Оставив Мохнатого в глубокой задумчивости, он поднялся по трапу. Полной уверенности, что он поступил правильно, не было, однако с некоторых пор он стал склонен сомневаться в правильности почти всех своих поступков. Если бы Атилио предпочел явиться к ужину в полосатой тенниске, это его личное дело; все равно метрдотель или кто-то из пассажиров дали бы ему понять, что он неправ, и бедный парень почувствовал бы себя совсем скверно, если бы, конечно, не послал их куда подальше. «Я руководствуюсь исключительно эстетическими мотивами, — подумал Рауль, находя забавной эту мысль, — но пытаюсь придать им социальный характер. Верно лишь одно: меня выводит из себя все, что выбивается из ритма, из стройной системы. Тенниска несчастного парня испортила бы мне удовольствие от potage Hublet aux asperges
[49]. Кстати, освещение в столовой довольно скверное…» Взявшись за ручку двери, он поглядел в сторону перехода, соединяющего оба коридора. Фелипе резко остановился, покачнулся. Он был словно не в себе и, казалось, не узнал Рауля.
— Привет, — сказал Рауль. — Целый день тебя не видел.
— Это… Какой я дурак, не в тот коридор зашел. Моя каюта на другой стороне, — сказал Фелипе и стал поворачивать назад. Свет упал ему на лицо.
— Кажется, ты перегрелся на солнце, — сказал Рауль.
— А, ерунда, — сказал Фелипе, пытаясь взять угрюмый тон, но у него не очень получилось. — В клубе я целыми днями торчу в бассейне.
— В твоем клубе нет такого морского ветра, как здесь. Ты хорошо себя чувствуешь?
Он уже подошел к нему и дружески заглянул в лицо. «Что он ко мне привязался», — подумал Фелипе, и в то же время ему льстило, что Рауль снова заговорил с ним этим тоном, после того как кинул ему такую подлянку. Он кивнул и развернулся окончательно в сторону перехода, но Рауль не хотел отпускать его в таком состоянии.
— Наверняка, ты не захватил никакой мази от ожога, если только твоя мама… Зайди ко мне на минутку, я дам тебе мазь, намажешься перед сном.
— Не беспокойтесь, — сказал Фелипе, прислоняясь плечом к переборке. — Кажется, у Бебы есть какая-то гадость для этого.

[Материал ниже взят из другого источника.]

PR #720, opened 2026-08-13
ci: cache the Nix store and pdm venvs across CI workflows

### LINKED ISSUE #670: [CI] Cache the nix store and pdm venv: 375s of every e2e run is uncached install
Follow-up to the Jul 23 maintainer discussion on #606, where the target for the per-change lane was set at under 5 minutes total.

## Problem

Every CI job reinstalls its dependencies from scratch. Step timings from the most recent run of each workflow:

| Workflow | Install | Actual work |
|---|---|---|
| E2E Test on change | **375s** (`nix develop -c pdm sync -d`) | 585s |
| Code Coverage | 71s + 14s PDM setup | 181s |
| Python Linting and Type Checks | 58s + 12s PDM setup | 36s |

The e2e number is the important one. **Deleting every e2e test would still leave a 6.25 minute job**, which is over the entire per-change budget on its own. No amount of moving tests between tiers changes that, because the cost is in the environment, not the suite.

Two smaller notes from the same data:

- Linting spends 70s installing to do 36s of work. The install is twice the job.
- `Code Coverage` takes 181s because `scripts/check_coverage_regression.py` creates a `main` worktree and runs the full suite twice, once for the baseline and once for the current branch. The baseline half is deterministic for a given `main` SHA and is recomputed on every PR.

This is worse for outside contributors, who wait on "Approve workflows to run" before any of it starts.

## Proposed shape

1. Cache the nix store, keyed on `flake.lock`. Either `cachix/cachix-action` or `actions/cache` on `/nix/store` plus the profile paths.
2. Cache the pdm venv, keyed on `pdm.lock` plus the extras group, shared across the linting, coverage, unit, and e2e workflows since they install overlapping sets.
3. Cache the baseline coverage report by `main` SHA so `check_coverage_regression.py` only runs the current branch on most PRs.

Items 1 and 2 are the ones that matter; 3 is a nice follow-on.

## Why it matters

This is the prerequisite for the lane structure in #606. The per-change lane cannot hit 5 minutes while a fixed 6+ minutes of every e2e run is uncached install, and rebalancing which tests live in which tier will not move that number. It is also the cheapest available win: no test is weakened, no coverage is lost, and the change is confined to workflow files.

Bslabe123:
Fixes #670

Every CI job reinstalls its dependencies from scratch. On the most recent runs the e2e job spent 375s in `nix develop -c pdm sync -d` before running a single test, which is over the entire 5-minute per-change budget from #606 on its own. This PR implements items 1 and 2 of #670; item 3 (caching the baseline coverage report by `main` SHA) is left as a follow-up, as the issue suggests.

**E2E Test on change**
- Caches the Nix store with [`nix-community/cache-nix-action`](https://github.com/nix-community/cache-nix-action) (pinned to v7.0.2), keyed on `flake.nix` + `flake.lock`. On a key miss it restores the nearest older cache first, so a flake bump only fetches the delta. The existing `cachix/install-nix-action` step is unchanged; it is on the action's compatible-installers list.
- Caches the pdm venv keyed on the flake files plus `pdm.lock`, since the venv's interpreter is a store path of the dev shell's Python.

**Lint, unit, coverage**
- Caches `.venv` keyed on the exact interpreter version (`setup-python`'s resolved output, so a hostedtoolcache patch bump invalidates cleanly), the install group set, and `pdm.lock`. Unit Tests and Code Coverage install identical sets and share one cache; linting installs a smaller set and gets its own key. #670 floated sharing one venv across all four workflows, but that would mean changing install sets, so this keeps them as they are.

**Failure mode is the status quo.** Install steps still run `pdm sync` on cache hits: it verifies the restored venv against `pdm.lock` in seconds and repairs partial restores. A cache miss behaves exactly as CI does today. No install set changes, no test changes.

**Also in this PR:** the Unit Tests and Code Coverage jobs were both named `format-check` (copy-pasted from the lint workflow), and Code Coverage's `check:cov` step was labeled "Run Validation". Jobs and steps are now named after what they run, and each gated workflow's `name:` carries a note that the Merge Gate keys on it. Workflow-level names are unchanged: renaming one here would strand this PR's own `do-not-merge` label, since the gate runs the default branch's copy.

**Verification, from this PR's own runs (cold = cache miss = today's CI; hit = second run on the same lock):** dependency install lint 58s -> 8s, unit 71s -> 10s, coverage 50s -> 9s, e2e `nix develop -c pdm sync -d` 5m52s -> 51s (32s of that is the Nix store restore). Job wall time: lint 2m07s -> 1m05s, unit 2m21s -> 1m22s, coverage 3m46s -> 3m41s, e2e 15m24s -> 9m56s. Test steps unchanged within noise. Cold: runs 31748594690 / 31748594628 / 31748594677 / 31748594723; hit: 32069142393 / 32069142470 / 32069142294 / 32069141927. Caches are PR-scoped until the push run on `main` seeds them after merge.

### DIFF
--- a/.github/workflows/e2e_test-on-change.yml
+++ b/.github/workflows/e2e_test-on-change.yml
@@ -60,6 +60,25 @@ jobs:
         with:
           github_access_token: ${{ secrets.GITHUB_TOKEN }}
 
+      # Cache the Nix store (dev shell closure, including the sim built from
+      # source) keyed on the flake files. On a key miss the nearest older
+      # cache is restored and Nix fetches only the delta.
+      - name: Restore and save Nix store
+        uses: nix-community/cache-nix-action@7df957e333c1e5da7721f60227dbba6d06080569 # v7.0.2
+        with:
+          primary-key: nix-${{ runner.os }}-${{ hashFiles('flake.nix', 'flake.lock') }}
+          restore-prefixes-first-match: nix-${{ runner.os }}-
+
+      # Cache the pdm venv. Keyed on the flake files too because the venv's
+      # interpreter is the store path of the dev shell's Python.
+      - name: Restore pdm venv
+        uses: actions/cache@55cc8345863c7cc4c66a329aec7e433d2d1c52a9 # v6.1.0
+        with:
+          path: .venv
+          key: venv-nix-${{ runner.os }}-${{ hashFiles('flake.nix', 'flake.lock', 'pdm.lock') }}
+
+      # Kept on cache hits: pdm sync verifies the restored venv against
+      # pdm.lock in seconds and repairs a partial restore.
       - name: Install dependencies
         run: |
           nix develop -c pdm sync -d
--- a/.github/workflows/e2e_test-on-change.yml
+++ b/.github/workflows/e2e_test-on-change.yml
@@ -1,3 +1,5 @@
+# The workflow name is load-bearing: merge_gate.yml keys on it, in both its
+# workflow_run trigger and its REQUIRED_WORKFLOWS list. Rename in lockstep.
 name: E2E Test on change
 
 on:
--- a/.github/workflows/e2e_test-on-change.yml
+++ b/.github/workflows/e2e_test-on-change.yml
@@ -218,8 +218,8 @@ jobs:
       # download inside the job, which the green run measured at 14s for the
       # VLM and 29s for the speech model, 43s of a 25 minute job. Caching it
       # would put a ~6GB entry into a 10GB repo-wide budget and evict the nix
-      # and venv caches (#670, #720) that stand to save the 4m36s of `pdm
-      # sync` below, which is the part of this job actually worth caching.
+      # and venv caches below, which save most of the 4m36s of `pdm sync`
+      # that is the part of this job actually worth caching.
       - name: Prefetch vLLM images
         run: |
           for v in $VLLM_VERSIONS; do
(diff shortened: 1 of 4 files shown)


.github/workflows/e2e_test-on-change.yml
```diff
@@ -60,6 +62,25 @@ jobs:
...
+      - name: Restore and save Nix store
+        uses: nix-community/cache-nix-action@7df957e333c1e5da7721f60227dbba6d06080569 # v7.0.2
+        with:
+          primary-key: nix-${{ runner.os }}-${{ hashFiles('flake.nix', 'flake.lock') }}
+          restore-prefixes-first-match: nix-${{ runner.os }}-
+
+      # Cache the pdm venv. Keyed on the flake files too because the venv's
+      # interpreter is the store path of the dev shell's Python.
+      - name: Restore pdm venv
+        uses: actions/cache@55cc8345863c7cc4c66a329aec7e433d2d1c52a9 # v6.1.0
```
yangligt2, line 77: Now that this is rebased past #745, `multimodal-e2e` below still pays the cold `nix develop -c pdm sync -d` - and the comment #745 left on that job already points at #670/#720 as the caching that should save its ~4m36s install. It runs on the same `ubuntu-24.04-arm` with the same flake and `pdm.lock`, so copying these two steps there should hit the exact same keys, no new cache budget.

Since this PR closes #670, leaving that job uncached means the remaining install has no tracking issue. Could you either extend the caching to `multimodal-e2e` here, or say in the PR body that it's deferred and file a follow-up?

yangligt2 (commented):
Looked through the keys, the pins, and the cited runs - all check out (I verified both action SHAs resolve to the tagged versions, and the 51s hit breakdown matches run 32069141927). One gap from the rebase, inline.

.github/workflows/e2e_test-on-change.yml
Bslabe123: Extended it in the last commit: the same two cache steps, under the same keys, now sit between Install Nix and Install dependencies in `multimodal-e2e`, and the job's weights-cache comment no longer points at #670 as future work. This run is the cold seed for that job, so I'll add its hit-side `pdm sync` timing to the PR body after a rerun on the same lock.

PR #721, opened 2026-08-13
docs: add a contributor guide for the e2e test tier

### LINKED ISSUE #636: [Documentation] How-to guide for the e2e test tier
#529 landed the suite-agnostic e2e test tier (`tests/optional/` harness, required/optional split), and the tier is growing fast (#583 and the #620 series, #627, #630, #631, #632, #633). There is no contributor-facing guide; today you have to read the harness code to add a test.

Proposed `docs/e2e_tests.md` (or similar) covering:

- **Running the sim-backed suite locally**: prerequisites, the llm-d-inference-sim dependency, test selection/markers.
- **Running the live tier** and what infrastructure it requires.
- **Adding a new e2e**: the harness pattern (#583's sim-lifecycle control synchronized on sim metrics, assertions on generated reports), where shared helpers live (the #630 invariant harness and its comparison helpers), and required-vs-optional placement.
- **Name the tiers explicitly**: presubmit (fast, deterministic, sim-backed, merge-blocking), periodic (live, scheduled), release gate. Every test declares its tier. Writing this down is the cheap half of formalizing the tiering; the CI enforcement side is tracked separately on #606.

Rel: #529, #583, #630.

Part of the v0.7.0 release (#606), Documentation pillar.

/kind documentation

Bslabe123:
Fixes #636

Rebased onto `main` now that #697 has merged. Only `docs/e2e_tests.md`, a README table row, and a pointer at the top of `tests/README.md` are new here. The guide documents the live-oracle CPU vLLM slice (`test_vllm_*` naming convention, `e2e/vllm_releases.txt`, `VLLMServerRunner`) that #697 added.

There is no contributor-facing guide to the e2e tier; today you read the harness code to learn which suite a new test belongs in. Per #636, `docs/e2e_tests.md` covers:

- **The tier map**: sim suite, live-oracle CPU vLLM slice, live tier, with the server, CI placement, and purpose of each, and the placement principle from #606 (fake the conditions, never the oracle).
- **Running each suite locally**: `pdm run test:e2e`, the CPU-vLLM server resolution order, and the live tier's `--kubeconfigs` entry point.
- **Adding a new e2e test**: the decision list for which suite it belongs in, the harness pattern (server runners in `e2e/utils/`, `run_benchmark_minimal`, assertions on generated reports), the shared accuracy helpers, and house rules (availability guards, free ports).
- **Lanes**: named per the Jul 23 discussion on #606 (per-change, at-merge, nightly), with the enforcement work linked rather than restated, and #606 named as the source of truth on disagreement.

`tests/README.md` remains the deep reference for the live-tier harness; the guide links into it rather than duplicating it.

### DIFF
--- a/docs/e2e_tests.md
+++ b/docs/e2e_tests.md
@@ -1,0 +1,139 @@
+# End-to-end tests: a contributor guide
+
+This guide covers the end-to-end (e2e) test tier: the suites that run
+`inference-perf` as a whole against a running server and assert on the reports
+it produces. It explains how to run each suite locally and how to add a new
+test. For the unit-level suites and the live-tier harness internals, see
+[tests/README.md](../tests/README.md).
+
+## The tiers at a glance
+
+| Suite | Server | Where it runs | What it checks |
+|---|---|---|---|
+| Unit tests (`tests/`) | none: mocks and fakes | every push, merge-gated | component logic in isolation |
+| Sim e2e (`e2e/tests/`, everything except `test_vllm_*`) | [llm-d-inference-sim](https://github.com/llm-d/llm-d-inference-sim), plus an ephemeral Prometheus where needed | every push, the `E2E Test on change` workflow, merge-gated | full-pipeline wiring: config in, reports out, metrics collection, exact-count golden token accounting, induced failure modes |
+| Live-oracle slice (`e2e/tests/test_vllm_*.py`) | a real vLLM server in CPU mode | same workflow, one pass per release listed in `e2e/vllm_releases.txt`, merge-gated | server-sourced oracles: the real tokenizer, `usage` accounting, `/metrics` exposition |
+| Live tier (`tests/optional/`) | real model servers on a GPU-backed Kubernetes cluster | hand-run before merging risky changes; scheduled runs are planned (#641, #643) | everything "passes against the sim" cannot prove: real weights, real accelerators, real serving stacks |
+
+**The placement principle, from the v0.7.0 test matrix (#606): fake the
+conditions, never the oracle.** A test that *induces* a condition (a stream
+that breaks mid-flight, a mid-run outage) belongs against the sim or a
+controllable fake, which can produce that condition on cue. A test whose
+*oracle* is the server's own numbers (token counts from `usage`, metric names
+on `/metrics`) cannot be faked without becoming tautological, so it takes the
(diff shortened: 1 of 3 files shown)


docs/e2e_tests.md
```diff
@@ -0,0 +1,139 @@
...
+convention: a new `test_vllm_*.py` file joins the slice, and CI, with no
+registration anywhere.
+
+```sh
+# Start a real vLLM CPU server (the same script CI uses):
+e2e/vllm_cpu_server.sh
+
+# In another shell:
+pdm run test:e2e:live
+```
```
yangligt2, line 63: This recipe does not work as written, for three reasons:

1. `e2e/vllm_cpu_server.sh` requires a subcommand and exits with a usage error when invoked bare; it needs `start <release-tag>` (see the `case` at the bottom of the script).
2. Without `E2E_VLLM_BASE_URL`, `pdm run test:e2e:live` never connects to the container the script started. Per the resolution order in `e2e/utils/vllm_server.py` (which this doc states correctly just below), the runner either spawns its own `vllm` from `PATH` on port 8000, colliding with the container, or, absent a `vllm` binary, silently skips the whole slice.
3. `E2E_VLLM_VERSION` is omitted; without it the golden check in `e2e/tests/test_vllm_cpu_metric_names.py` has no metric-families file to compare against.

The script's own header carries the working recipe:

```sh
e2e/vllm_cpu_server.sh start v0.26.0
E2E_VLLM_BASE_URL=http://127.0.0.1:8000 E2E_VLLM_VERSION=v0.26.0 \
  pdm run test:e2e:live
e2e/vllm_cpu_server.sh stop
```

Suggest replacing the snippet with that (or pointing at the header) so the doc and `vllm_cpu_server.sh` cannot drift apart on the invocation.

yangligt2 (commented):
Verified the guide's claims against main; one blocking issue with this recipe, inline below.

docs/e2e_tests.md
Bslabe123: Right on all three; fixed in latest commit. The snippet is now the script header's recipe with the tag pointed at e2e/vllm_releases.txt, plus a note that `start` prints the exact `E2E_VLLM_BASE_URL=... E2E_VLLM_VERSION=...` prefix when the server turns healthy, so the ready line is the copy source if the doc and script ever drift. Also added one comment on why both variables matter: the base URL selects the external server, the version selects the metric-families golden.

PR #722, opened 2026-08-14
feat: add cgroup-aware CPU count helper for default concurrency

henrichter:
Using the host CPU count is problematic in container environments. The process sees all CPUs, which can be a lot, especially on bare metal. This reads `cgroup` CPU limits instead, falling back to `os.cpu_count()` when none are set.

`os.process_cpu_count()` (Python 3.13+) would handle this natively, but I didn't want to bump the minimum Python version for it. Happy to do so if that's considered sufficient justification.

### DIFF
--- a/docs/cli_flags.md
+++ b/docs/cli_flags.md
@@ -232,7 +232,7 @@ Any extra keys in the dict are passed as kwargs to datasets.load_dataset(). |
 | `--load.sweep.num_stages` | int | Number of load stages to generate. |
 | `--load.sweep.stage_duration` | int | Duration of each generated stage in seconds. |
 | `--load.sweep.saturation_percentile` | float | Percentile of observed request rates taken as the saturation point. |
-| `--load.num_workers` | int | Number of worker processes sending requests. Defaults to the CPU count. |
+| `--load.num_workers` | int | Number of worker processes sending requests. Defaults to the cgroup-aware CPU count. |
 | `--load.worker_max_concurrency` | int | Maximum concurrent in-flight requests per worker. |
 | `--load.worker_max_tcp_connections` | int | Maximum TCP connections per worker. |
 | `--load.trace.file` | str | Path to the trace file to replay. |
--- a/inference_perf/config/loadgen/config.py
+++ b/inference_perf/config/loadgen/config.py
@@ -11,15 +11,37 @@
 # WITHOUT WARRANTIES OR CONDITIONS OF ANY KIND, either express or implied.
 # See the License for the specific language governing permissions and
 # limitations under the License.
+import math
+import os
 import time
 from enum import Enum
-from os import cpu_count
 from typing import List, Optional, Union
 
 from inference_perf.config.common import StrictBaseModel
 from pydantic import ConfigDict, Field, model_validator
 
 from inference_perf.config.datagen.replay import TraceConfig
+
+
+# TODO: use os.process_cpu_count() once project requires python>=3.13 (https://docs.python.org/3/library/os.html#os.process_cpu_count)
+def _cgroup_aware_cpu_count() -> int:
+    """Return CPUs available to this process, respecting cgroup CPU quotas when present."""
+    # cgroup v2
+    try:
+        parts = open("/sys/fs/cgroup/cpu.max").read().split()
+        if parts[0] != "max":
+            return max(1, math.floor(float(parts[0]) / float(parts[1])))
+    except (OSError, ValueError, IndexError):
+        pass
+    # cgroup v1
+    try:
+        quota = float(open("/sys/fs/cgroup/cpu/cpu.cfs_quota_us").read())
+        period = float(open("/sys/fs/cgroup/cpu/cpu.cfs_period_us").read())
+        if quota > 0:
+            return max(1, math.floor(quota / period))
+    except (OSError, ValueError):
+        pass
+    return max(1, os.cpu_count() or 1)
 
 
 class LoadType(Enum):
@@ -171,8 +193,8 @@ class LoadConfig(StrictBaseModel):
         " Not valid for the 'concurrent' and 'trace_session_replay' load types.",
     )
     num_workers: int = Field(
-        default=max(1, cpu_count()),  # type: ignore
-        description="Number of worker processes sending requests. Defaults to the CPU count.",
+        default_factory=_cgroup_aware_cpu_count,
+        description="Number of worker processes sending requests. Defaults to the cgroup-aware CPU count.",
     )
     worker_max_concurrency: int = Field(default=100, description="Maximum concurrent in-flight requests per worker.")
     worker_max_tcp_connections: int = Field(default=2500, description="Maximum TCP connections per worker.")


Bslabe123 (changes requested):
Thanks for picking this up. The underlying problem is real: `cpu_count()` inside a CPU-limited pod reports the node's cores, so we happily spin up 64 workers in a 2-CPU container. Worth fixing.

A few things before this can go in, starting with one design question that may change the shape of the patch, so I'd rather raise it now than after you've polished the current version.

## Design question: is CFS quota the right signal?

Two concerns with deriving `num_workers` from `cpu.max`:

1. **It misses the cases that don't use quota at all.** `docker run --cpuset-cpus=0,1`, `taskset -c 0-1`, and the kubelet CPU Manager `static` policy all restrict the process without setting any CFS quota. `cpu.max` reads `max`, `cpu.cfs_quota_us` reads `-1`, and we fall through to the full host count. That's the original bug, still present, in a set of cases I'd guess is at least as common as the quota case for anyone running pinned benchmark pods.

2. **Quota bounds CPU-seconds, not parallelism.** These workers are I/O-bound asyncio HTTP clients, so process count and CPU quota aren't the same axis. Under a fractional quota (`limits.cpu: "500m"`) this collapses to `num_workers=1`, and since max in-flight is `num_workers * worker_max_concurrency` (docs/loadgen.md:68), the achievable offered load drops with no error and no log line. A user who follows our own advice at docs/loadgen.md:68 ("our recommendation is to not change `num_workers`") has no way to see why their run stopped saturating.

`len(os.sched_getaffinity(0))` covers case (1) directly, is Linux-available since Python 3.3 so it needs no version bump, and composes with what you have as:

```python
min(len(os.sched_getaffinity(0)), quota_cpus)
```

— Все равно возьми мою, — настаивал Рауль, пятясь назад, чтобы открыть дверь каюты. Он увидел, что Паулы нет, но свет она оставила включенным. — И еще у меня есть для тебя одна вещь. Зайди на минуту.
Фелипе, похоже, решил остаться в дверях. Рауль искал что-то в несессере и знаком пригласил его войти. Он вдруг понял, что не знает, что сказать ему, как побороть эту враждебность обиженного щенка. «Какой же я дурак, сам виноват, — думал он, роясь в ящике, набитом чулками и носовыми платками. — Как он переживает, боже мой». Он выпрямился и повторил приглашение. Фелипе сделал шаг, другой, и только тогда Рауль заметил, что он шатается.
— Мне сразу показалось, что тебе нехорошо, — сказал он, придвигая ему кресло. Ногой захлопнул дверь. Принюхался и расхохотался.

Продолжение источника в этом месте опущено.